The program helps train minority and disadvantaged undergraduates.

Thuy Nguyen-Tran and Krista Stowe did not go to the same university nor live in the same city, but they have something in common.
They’re part of the first group of students to be accepted to medical school after completing the Minnesota’s Future Doctors program.
The program targets first-generation college students, people from rural areas, immigrant and minority populations as well as economically disadvantaged students. It consists of three intensive summers of preparation under the guidance of physicians, faculty members and professionals within the healthcare community.
Through the program, both Nguyen-Tran  and Stowe took the Medical College Assessment Test at the same time and were accepted into medical school in the same year.
“I really don’t think I’d be entering medical school this fall without the program,” said Stowe, who recently graduated with a biology degree and chemistry minor from Bemidji State University.
Stowe started the program in the fall of her sophomore year.  In the summer between her sophomore and junior year she, among other things, shadowed doctors at Mayo Clinic  and attended some professionalism  training courses.
She grew up in a predominantly Native-American community and said she strongly relates to the culture and hopes to one day serve that community as a doctor.
Once, before she joined the program, she was shadowing her family doctor in Bemidji and saw one of her doctor’s long-term patients die. The doctor attended the funeral and consoled the family, which inspired her to pursue a career in medicine.
Between her junior and senior year, she started writing her personal statement, prepared for the MCAT — one the most dreaded graduate exams — and filled out applications to medical schools.
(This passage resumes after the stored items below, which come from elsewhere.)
Issue #283, opened 2024-02-05
Update boto3 version to currnet


ChrisMcGowan:
AWS is alerting cloud.gov that we are using deprecated versions of boto3 health SDK and need to above versions `1.27.1`  to work.  As of Feb'24 version `1.34.34` is the most recent version.

## Notes

- Validate that recent versions don't introduce new issues/bugs

## Acceptance Criteria

- [ ] Determine code changes needed for the upgrade
- [ ] Throughly test in lower environments
- [ ] If a test suite does not exist in the repo - create on to validate new versions of `boto3` in the future

markdboyd:
This change has been deployed to production and successfully passed the acceptance tests there

PR #288, opened 2024-02-12
Update boto3 version

markdboyd:

After #285 was merged, the tests started failing for this app. And it quickly got very complicated to try and update all the dependencies to their latest versions and get the tests to pass.

So I reverted most dependencies to their versions as of 43ebfaf8caa9122cdb8942a579e2b5d16e5a8f57 and then did a `pip-tools compile --upgrade` to ensure that `boto3` was upgraded. I had to add version constraints for several dependencies to `pip-tools/requirements.in` to avoid deprecation warnings and other version mismatch issues, since the primary goal of this ticket, #283, is simply to upgrade`boto3`.

The tests are now passing with these changes.

The PR also updates the pipeline to include notifications when the testing for this broker fails.

## Things to check

## Security considerations

Some dependencies are being upgraded to later versions, which is good for security and general project hygiene


requirements.txt
```diff
@@ -126,23 +126,24 @@ six==1.16.0
...
-    #   alembic
-    #   sqlalchemy
+    # via alembic
 urllib3==1.26.18
     # via
     #   botocore
     #   requests
-werkzeug==3.0.1
-    # via flask
+werkzeug==2.0.3
```
rcgottlieb, line 143: Not sure if this impacts this repo, but the changes made to cf-hello-worlds modified two packages. one of which is Werkzeug 2.2.2:
https://github.com/cloud-gov/cf-hello-worlds/pull/127/files

rcgottlieb: Ah good to know.

rcgottlieb (approved):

Minnesota’s Future Doctors has a contract with the Princeton Review, one of the companies offering MCAT preparation. She said she took great advantage of the free practice exams the company provided.
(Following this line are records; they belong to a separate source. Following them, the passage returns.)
PR #293, opened 2024-03-20
Add provisioning, update, and renewal for dedicated alb instances

bengerman13:

- Add new dedicated alb instance type with provisioning, update, and renewal pipelines
- improve tests script to operate faster and work in cases where ionotify is not available
- tidy README
- refactor shared/copy-paste tests into parametrized tests
- blacken everything (sorry - this introduced a lot of noise because the code wasn't blackened before I started😬)

### High-level view

This _starts_ adding the `domain-with-org-lb` plan (remaining work described below).
This plan allows specific ALBs to tie to specific orgs. In the current iteration, this works by specifying a second list of ALBs to the broker, which are available as DedicatedALBs. 
When a user requests a `domain-with-org-lb` instance, the broker checks if there are DedicatedALBs associated with their org. If there are none, it then checks if there are any DedicatedALBs associated to _no_ orgs. If there are any, it grabs a random one and associates it to the user's org.

### Remaining work

We still need:
- a way to move between a `domain` plan and a `domain-with-org-lb` plan
- a deprovision path for `domain-with-org-lb` instances
- detection for when all DedicatedALBs within an org are full or nearing full, so we can pick a new DedicatedALB for the org
- alerting for too few available DedicatedALBs
- alerting for too few available certificates in an org
- ci plumbing for listing DedicatedALBs

We think we also want:
- a way to declare in config that certain ALBs are only for specific instances, before any org gets a shot at them. This will allow us to provision ALBs that point to dedicated gorouters for specific customer needs
- a way to share back a DedicatedALB after the last instance from a org abandons it

## Things to check

## Security considerations

None


tests/integration/alb/test_alb_remove_duplicate_certs.py
bengerman13, line 1: look out - GitHub thinks there's no way this file matters, but it does

tests/integration/dedicated_alb/test_dedicated_alb_update.py
bengerman13, line 1: Look out - GitHub thinks this file is too big to be real, but it's real

broker/models.py
```diff
@@ -150,19 +150,37 @@ def __repr__(self):
...
         return f"<ALBServiceInstance {self.id} {self.domain_names}>"
 
 
+class DedicatedALBServiceInstance(AbstractALBServiceInstance):
+    org_id = db.Column(db.String)
+
+    __mapper_args__ = {"polymorphic_identity": "dedicated_alb_service_instance"}
+
+    def __repr__(self):
+        return f"<ALBServiceInstance {self.id} {self.domain_names}>"
```
markdboyd, line 181:
```suggestion
        return f"<DedicatedALBServiceInstance {self.id} {self.domain_names}>"
```

tests/integration/alb/test_alb_provisioning.py
```diff
@@ -69,103 +68,6 @@ def test_gets_lowest_used_alb(alb):
     ) == ("alb-listener-arn-1", "listener-arn-1")
 
 
-def test_refuses_to_provision_synchronously(client):
```
markdboyd, line 72: Why are we deleting these tests?

tests/integration/cdn/test_cdn_provisioning.py
```diff
@@ -22,104 +22,6 @@
 # these subtasks when testing failure scenarios.
 
 
-def test_refuses_to_provision_synchronously(client):
```
markdboyd, line 25: Again, why are we removing these tests?

tests/integration/dedicated_alb/test_dedicated_alb_provisioning.py
```diff
@@ -0,0 +1,332 @@
...
+# The subtests below are "interesting".  Before test_provision_happy_path, we
+# had separate tests for each stage in the task pipeline.  But each test would
+# have to duplicate much of the previous test.  This was arduous and slow. Now
+# we have a single test_provision_happy_path, and many subtest_foo helper
+# methods.  This still makes it clear which stage in the task pipeline is
+# failing (look for the subtask_foo in the traceback), and allows us to re-use
+# these subtasks when testing failure scenarios.
+
+
+def test_provision_happy_path(
```
markdboyd, line 32: I think my main question is: why can't we test by invoking the huey pipeline for provisioning?

tests/unit/test_config.py
```diff
@@ -78,10 +78,15 @@ def mocked_env(monkeypatch, vcap_application, vcap_services):
...
     monkeypatch.setenv("VCAP_SERVICES", vcap_services)
     monkeypatch.setenv("DEFAULT_CLOUDFRONT_ORIGIN", "None")
+    # TODO: validate listener arns are unique
     monkeypatch.setenv(
         "ALB_LISTENER_ARNS",
         "arn:aws:elasticloadbalancing:us-east-2:123456789012:listener/app/my-load-balancer/1234567890123456,arn:aws:elasticloadbalancing:us-east-2:123456789012:listener/app/my-load-balancer/1234567890123456",
     )
+    monkeypatch.setenv(
+        "DEDICATED_ALB_LISTENER_ARNS",
+        "arn:aws:elasticloadbalancing:us-east-2:123456789012:listener/app/my-other-load-balancer/1234567890123456,arn:aws:elasticloadbalancing:us-east-2:123456789012:listener/app/my-other-load-balancer/1234567890123456",
```
markdboyd, line 88: Are we intentionally setting the value to the same exact listener ARN twice so that we can verify that de-duping works properly and only unique values are loaded into the config?

broker/tasks/alb.py
```diff
@@ -25,6 +31,68 @@ def get_lowest_used_alb(listener_arns):
...
+def load_albs(dedicated_listener_arns):
+    stmt = insert(DedicatedALBListener).values(
+        [dict(listener_arn=arn) for arn in dedicated_listener_arns]
+    )
+    stmt = stmt.on_conflict_do_nothing(index_elements=["listener_arn"])
+    db.session.execute(stmt)
+
+
+def get_lowest_dedicated_alb(service_instance, db):
+    # TODO: handle grabbing the next available ALB when ours are full, or nearly so
```
markdboyd, line 44: How are the TODOs going to be handled? Follow up PRs?

broker/tasks/alb.py
```diff
@@ -25,6 +31,68 @@ def get_lowest_used_alb(listener_arns):
...
+    operation.step_description = "Selecting load balancer"
+    flag_modified(operation, "step_description")
+    db.session.add(operation)
+    db.session.commit()
+
+    if (
+        service_instance.alb_arn
+        and operation.action == Operation.Actions.PROVISION.value
+    ):
+        return
```
markdboyd, line 90: Why do we just return on provision? I thought this is where we would need to select the lowest dedicated ALB for the domain?

tests/integration/migration/test_migration_provisioning.py
```diff
@@ -1,108 +0,0 @@
-import json
```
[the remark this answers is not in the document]
markdboyd: Moved to `common_checks.py`? But I don't see any tests invoking `client.provision_migration_instance` in `common_checks.py`?

tests/integration/alb/test_alb_provisioning.py
bengerman13: these tests were identical except for the plan type we were calling, so I merged them all into `common_checks.py`, where we test all of them using `@pytest.mark.parametrize` (except I missed migration instances, as you pointed out in another comment - I'll fix that)

tests/unit/test_config.py
bengerman13: this config is only used for testing that the config gets loaded, so it doesn't validate any de-dupe and isn't used outside this file.
the dedicated_alb_listener_arns is duplicated because I copied the alb_listener_arns and tweaked it slightly. I assume the alb_listener_arns is duplicated because I was just as lazy when I wrote that part

broker/tasks/alb.py
bengerman13: yeah - that's the plan (although I'm working on that today, so it might end up just ballooning this PR instead)

markdboyd: I might prefer separate follow up PRs if possible. It's much easier to review the code in more digestible chunks

tests/integration/dedicated_alb/test_dedicated_alb_provisioning.py
markdboyd: To be more precise, why can't we use Huey itself to run the pipeline in the test?

broker/tasks/alb.py
bengerman13: this is an idempotency catch - if we're provisioning and we already have an alb_arn, we already did this step and can jump along to the next one. 

These types of checks are for when we re-enqueue a pipeline that got orphaned

tests/integration/dedicated_alb/test_dedicated_alb_provisioning.py
bengerman13: under the hood, we are using huey to run the pipeline, but we're forcing it to only grab one task at a time (we do this [here](https://github.com/cloud-gov/external-domain-broker/blob/cc05cf3341dc7e774e97257c950d4db78ed36a9a/tests/lib/tasks.py#L52-L76))
if you're asking why we don't just hand Huey the whole pipeline and check on it at the end:
- I think it's a lot easier to track our mocks/fixtures/etc if we handle them one step at a time; if we did the whole pipeline, we'd have to queue up every expected AWS call up front 
- having the subtests lets us test idempotency of each task as we go
- it's easier to assure that we're doing the right things and in our correct state all the way down

tests/integration/dedicated_alb/test_dedicated_alb_pick_listener.py
```diff
@@ -0,0 +1,92 @@
...
+            other_listener_1,
+        ]
+    )
+    clean_db.session.commit()
+
+    clean_db.session.expunge_all()
+    service_instance = DedicatedALBServiceInstance.query.get("4321")
+    alb.expect_get_certificates_for_listener("our-arn-0", 1)
+    alb.expect_get_certificates_for_listener("our-arn-1", 5)
+    alb.expect_get_listeners("our-arn-0")
```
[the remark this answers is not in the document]
bengerman13: `FakeALB.expect_get_certificates_for_listener` corresponds to `ALB.describe_listener_certificates`
`FakeALB.expect_get_listeners` corresponds to `ALB.describe_listeners`

The task runs `ALB.describe_listener_certificates` against each potential listener to see which has the fewest certificates attached. 
Once that's done, it knows which listener to use. The call to `ALB.describe_listeners` is to get more metadata about the chosen listener, so we only expect it to be run against `"our-arn-0"`
(specifically, it's looking to get the listener's alb arn)

tests/integration/migration/test_migration_provisioning.py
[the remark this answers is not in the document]
bengerman13: yeah, exactly. Good catch that I missed `migration`s though

tests/unit/test_config.py
```diff
@@ -189,6 +195,18 @@ def test_config_provides_alb_arns(env, monkeypatch, mocked_env):
...
 
+@pytest.mark.parametrize("env", ["production", "staging", "development"])
+def test_config_provides_dedicated_alb_arns(env, monkeypatch, mocked_env):
+    monkeypatch.setenv("FLASK_ENV", env)
+
+    config = config_from_env()
+
+    assert type(config.DEDICATED_ALB_LISTENER_ARNS) == list
+    assert config.DEDICATED_ALB_LISTENER_ARNS == [
+        "arn:aws:elasticloadbalancing:us-east-2:123456789012:listener/app/my-other-load-balancer/1234567890123456"
```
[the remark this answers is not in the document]
bengerman13: 🤦🏻 I misspoke when I said there's no deduplication. We dedupe [here](https://github.com/cloud-gov/external-domain-broker/blob/cc05cf3341dc7e774e97257c950d4db78ed36a9a/broker/config.py#L58)

tests/integration/migration/test_migration_provisioning.py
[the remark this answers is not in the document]
bengerman13: wait, I didn't miss migration 😅 
the new tests all leverage [`CFAPIClient.provision_instance`](https://github.com/cloud-gov/external-domain-broker/blob/d5db6c230c6d33f2f3e84a17f406fb7748e5f06f/tests/lib/client.py#L62-L71), which takes the instance type as a string and calls the appropriate provision function

tests/unit/test_config.py
bengerman13: ☝🏻 I was wrong about deduplication - we are deduplicating and we are testing it here. 
I added comments to the fixture and tests about that.

tests/unit/test_config.py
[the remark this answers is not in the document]
bengerman13: added comments about dedupe and its testing

markdboyd (approved):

Stowe was accepted into and will study rural medicine at the University of Minnesota Medical School in Duluth this fall.
“Minnesota’s Future Doctors provided like a road map,” Stowe said. “It really provided guidance and the tools and opportunities that I really need to grow to be a successful applicant to medical school.”
Most participants apply during their first year in college, and must either be a resident of or attend college in Minnesota. The program was started by two former University medical students.
Nguyen-Tran participated in the program for three consecutive summers.
In her studies, she found that Vietnamese women have high rates of cervical cancer — about five times higher than white women — and said it “was something that really was shocking to me, and I wanted to learn about it.”
As a result, she did a community-based research project and found that a many Vietnamese women don’t have information about the disease.
She then started working with “community organizations to help create some bilingual literature and held workshops to help better educate people about cervical cancer.”
Nguyen-Tran said she hopes to become a pediatrician, and will attend the University of Minnesota Medical School in Minneapolis in the fall.
Last fall, the University of Minnesota Medical School in Minneapolis accepted 169 students, of whom 35 were multicultural students, according to the school’s admissions website.
The University of Minnesota Medical School in Duluth accepted 60 students, of whom six were multicultural students, according to the school’s admissions website.
“Health is really an important underlying factor that affects all aspects of your life,” Nguyen-Tran said.